== Task item ==
Whatever appears in the records should be given again exactly, down to the last mark.

== Data for the task ==
+ + +

PR #428, opened 2026-03-19
chore: align to update for gitlab nested groups in snappy

qduanmu:
## Summary
This PR aligns to [update](https://github.com/carabiner-dev/snappy/pull/43) in snappy for gitlab nested groups.


AlexXuan233 (approved):
LGTM

marcusburghardt (approved):
@qduanmu the CRAPLoad regression in `target` package seems legit. But it is fine to address this in another PR since we are just implementing crapload checks and still creating the baseline. This should also unblock other initiatives to integrate GitLab. Thanks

+ + +

== Exercise result ==
PR #428, opened 2026-03-19
chore: align to update for gitlab nested groups in snappy

qduanmu:
## Summary
This PR aligns to [update](https://github.com/carabiner-dev/snappy/pull/43) in snappy for gitlab nested groups.


AlexXuan233 (approved):
LGTM

marcusburghardt (approved):
@qduanmu the CRAPLoad regression in `target` package seems legit. But it is fine to address this in another PR since we are just implementing crapload checks and still creating the baseline. This should also unblock other initiatives to integrate GitLab. Thanks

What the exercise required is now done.